According to the WHO, the systematic testing and treatment of LTB should be carried out in the following groups: people living with HIV; adults and children who are contacts of pulmonary TB patients; individuals starting anti-tumour necrosis factor treatment (TNF); patients on dialysis, those preparing for organ transplantation, or those with silicosis; prisoners; healthcare professionals; homeless people; illicit drug addicts; and immigrants from countries with a high TB burden. For diagnosis, either interferon-gamma release assays (IGRAs) or the Mantoux tuberculin skin test (TST) should be used, and individuals positive for these conditions should be treated. One of the main problems is treatment adherence due to its prolonged duration. The Unified Health System (SUS) currently offers three therapeutic regimens that significantly reduce the antibiotic doses, permitting better treatment adherence with fewer adverse effects, but in migrants, it is difficult to monitor TB treatment during their journey to the destination. Mathias Alves et al. studied treatment adherence among international migrants and refugees in Manaus, Amazonas, Brazil, comparing three strategies: self-administration (SA), directly observed conventional therapy (DOT), and a video telemonitoring system (VDOT) [
13]. The VDOT and SA groups exhibited the lowest rate of treatment dropout or interruption at 16.1%, followed by the DOT group at 23.1%. Thus, the most effective strategy for ensuring adherence among migrants and refugees was VDOT. Different treatment strategies should be adapted to the individuals’ needs and risk factors.

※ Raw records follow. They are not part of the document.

PR #154, opened 2020-08-19
Instructions for manual installation

Mwoua:


docs/manual_install/Readme.md
```diff
@@ -0,0 +1,147 @@
...
+
+These intructions are inspired from a standard django/gunicorn/postgresql instructions ([for example](https://www.digitalocean.com/community/tutorials/how-to-set-up-django-with-postgres-nginx-and-gunicorn-on-ubuntu-16-04))
+
+**Important note:** Be sure to use pyton3.8 and pip related to python 3.8. Depending on your distribution calling `python` or `pip` will use python2 instead of pyton 3.8.
+
+## Prerequisites
+
+*Optional*: create a virtual env and activate it
+
+Download the latest release from <https://github.com/vabene1111/recipes/releases>
```
vabene1111, line 11: is there a specific reason you recommend downloading the release instead of cloning the repo using git (which makes further updates easier). 

If there is anything i would need to change in the repo structure i can do that. Or if its just some `.gitignore` entries that would not be a problem either

vabene1111:
Very good instructions, thanks for providing them! Will be merged once we discussed the one comment i made.

docs/manual_install/Readme.md
Mwoua: I didnt know how stable was the branch. And when I started I hope that the version displayed in the settings would not be 0.0.0. But no real reason.

If the branch is stable enough, i can change this line to a `git clone https://github.com/vabene1111/recipes.git`

Issue #143, opened 2020-07-29
Improve install process


vabene1111:
improve install instructions so its not so easy to forget stuff like .env or nginx.d 

ideas by @tdvantine in #140  https://pastebin.com/VDmXK7Dt

NessInOnett:
I agree, some improvements could be made to the installation process.  I haven't tested this project out yet, just exploring what self-hostable software is available for recipe management.  Installation had me hung up for a bit

vabene1111:
can you explain what exactly caused you difficulties ? the problem with writing a software is that you always know how everything works and thus its hard to see where others might have difficulties ?

Also please tell me if you had experience with docker before.

NessInOnett:
Nothing major.. just maybe add more complete steps. 

I'm familiar with docker.. less so with docker compose.  I use it for a couple of services, but most of my stuff uses regular docker.  I just think the documentation could benefit from more of a step-by-step process.   

> Choose one of the included configurations here.

> **<choose one, and then what?>**

> Download the environment (config) file template . . . . 

I plan to install the software tomorrow, and I expect what I'll end up doing is cloning the entire repo, cd'ing into the configuration directory of my choice (plain), and proceeding from there.  I don't know for certain if that's the correct way to do it, but I'm sure it will work.   That's where I think extra instructions could be helpful.

I checked dockerhub to see if I could use that instead of docker-compose.  The package is available there, but no documentation at all and no mention of which configuration flavor it is (plain, nginx-proxy, etc) .. so I came back here to re-read the docker-compose instructions.

tdvantine:
If you look at the pastebin above you should get a general idea of how the process works. Those instructions are based off a different style of deployment (zip files) but if you have a GUI easy peasy, CLI is a little more "fun" but not hard.

vabene1111:
Ok, thanks for the feedback. I personally alsways use docker compose as its (for me at least) just a clean and simple way to store the configuration of my containers. Generally a docker compose config can be converted into a docker command and the other way around if you know what each means. 

If you want to do a plain docker installation and setup the database and proxy container yourself than that should work without any problems. If you want you can even submit the exact commands so i can add them to the instructions.

stewartadam:
> If you want to do a plain docker installation and setup the database and proxy container yourself than that should work without any problems. If you want you can even submit the exact commands so i can add them to the instructions.

[...]

PR #172, opened 2020-08-30
Permit MEDIA_URL and STATIC_URL to be set from environment variables

stewartadam:
Addresses some of the issues brought up in #143.


vabene1111:
this looks good but in order for people to notice this can you add the two settings to the `.env` file and write a short comment on what they do (maybe with a link to the django doc) ?

the value itself can be left commented out but just so people know how it works

PR #199, opened 2020-10-16
Add nutritional values

sebimarkgraf:
Current WIP for https://github.com/vabene1111/recipes/issues/179
Approach which allows users to define types of nutritional values.

This makes implementing an automatic import even harder but allows for custom nutrition models and tracking of micronutritiens.

Any feedback is welcome!


vabene1111:
This looks very interesting 👍  i am no nutrition expert so no idea what micronutritiens are but i guess some people will like want to use this.

What do you think about the general idea of adding the nutritional values to the food items instead of the recipe so that, once added, nutritions can be calculated automatically ? Or maybe both is needed recipes and food ? 

Would also need some kind of unit conversion i guess 🤔 just and idea anyway, looks good for now !

sebimarkgraf:
Maybe, you are right about the calculation from the ingredients. 
Could be harder to implement right away, but is probably more versatile and easier to use then adding the nutritions to every recipe.

We could add a page similar to the current ingredient conversion, that allows to give the nutritions for every ingredient.
That could be then automated with imports for different ingredients.


But for the moment I would stick with per recipe nutritions. They are usually provided and the community can give feedback if the feature is useful. If determined useful we could add another option to calculate the nutritions instead.

Either way we would use the same nutrition view and therefore I would try to implement something nice for that and add it to the PR.

vabene1111:
definitly implement the per recipe thing as its needed anyway (e.g. if you dont want to include cooking oil or whatever in the ingredients but it adds to the nutritions) 👍

sebimarkgraf:
I've updated my approach to a fixed number of nutritions. In my opinion this is easier to maintain and build upon in the future.

I've tried adding nutritions with my old approach and it was labor intensive while not providing to  much benefits.
It's pretty easy to add more nutrition information on request and it is easier to query external databases / calculate if we know the nutritions that can be added.

I am going to update the edit recipe to allow for nutritions and then try to get this ready for merging.

sebimarkgraf:
@vabene1111 I guess this should be the functionality for a first merge. 

I went with Calories, Carbohydrates, Fats and Protein. Other nutritions could be added on request.

The editing works and the visual is alright, but if I remember correctly you wanted to revisit the show recipe page anyway at some point, right?

How should I test the changes?

cookbook/models.py
```diff
@@ -194,6 +205,7 @@ class Recipe(models.Model):
     working_time = models.IntegerField(default=0)
     waiting_time = models.IntegerField(default=0)
     internal = models.BooleanField(default=False)
+    nutrition = models.ForeignKey(NutritionInformation, blank=True, null=True, on_delete=models.PROTECT)
```
vabene1111, line 208: why is this PROTECT ? shouldn't it be CASACE (if the recipe is delete, delete the nutritional info as well ?) maybe i am mixing something up, dont have time to test it atm

cookbook/views/api.py
```diff
@@ -282,6 +282,10 @@ def get_queryset(self):
         queryset = ViewLog.objects.filter(created_by=self.request.user).all()[:5]
         return queryset
 
+class NutritionInformationViewSet(viewsets.ModelViewSet):
```
vabene1111, line 285: if there is no call to this api anyway as the information is always returned with the recipe there is no need to add the ViewSet. 

If we want to have a seperate API endpoint for just nutritional information we should add the appropriate permission classes and filters

vabene1111:
first of all thank you very much. 

I would call myself a beginner at testing so i just do whatever feels to be the correct way from all the information i have at hand. 

I usually make sure that all API calls for  a given route work, in your case that would be the old tests for edit recipe plus a few more for creating/updating/deleting nutritional values. 

To be honest the most important thing at the moment with the tests is making sure that permissions are applied correctly, but having more tests is always good! 

If you dont feel comfortable writing the tests i can do that to.

i have added two comments to the code, otherwise everything looks fine from my first impression (dont have much time atm but will take a good look later)

cookbook/models.py
sebimarkgraf: Ah, sure! Mix it up somehow

cookbook/views/api.py
sebimarkgraf: I removed it

sebimarkgraf:
I have included your comments.
Not sure about the testing, never did testing of Django applications but I can try to add tests to the recipe editing.

vabene1111:
i wont have time to merge this for at least another two weeks so i will leave this open, if you want to add testing feel free if not i will do it when merging (or tell myself that i will do it later 😂 ) honestly i haven't done testing in django or in fact any other language before this project and it has really surprised me how well it works/how much you can improve when properly thinking about testing (but maybe you know this already so ...).

kushfest:
It would be awesome to add sodium to the list. That's a really common value to track for heart health/blood pressure. While we're at it, this list would cover the most common nutritional values:

    Serving Size
    Sugar
    Carbohydrate
    Cholesterol
    Fiber
    Protein
    Sodium
    Saturated Fat
    Unsaturated Fat
    Total Fat

vabene1111:
can you open a seperate issue where you list the most common nutirtional values .. maybe i will just make it user configurable 🤔

kushfest:
Gladly! user configurable would be a great solution. Most people look for the same nutritional values, but every situation is different. Like people with high blood pressure will pay more attention to sodium content and added sugars, while calories may factor in more for people looking at weight management, etc.

PR #211, opened 2020-10-29
Username field consistency

Tmaxxrox97:
Changed Username field label from "Name" to "Username" on new user registration page as mentioned in https://github.com/vabene1111/recipes/issues/209


Tmaxxrox97:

In conclusion, this collection of studies provides new information about the prevention, treatment, and diagnosis of TB. The COVID pandemic has contributed to an increase in TB mortality. It seems that type II diabetes is not only associated with a higher prevalence of more severe TB, but it also participates in the generation of MDR TB. Natural products, nanotechnology, and aerosol treatments are interesting new strategies to improve the treatment of drug-sensitive and -resistant TB. In addition to sputum, other sample types—such as stool—can be useful for diagnosis, particularly in children. However, these samples require special decontamination methods such as power ultrasound. Latent TB is a common condition that is difficult to diagnose and treat; some miRNAs located in exosomes can be used as markers of diagnosis. For efficient treatment adherence, the VDOT system can be of value, particularly in the migrant population.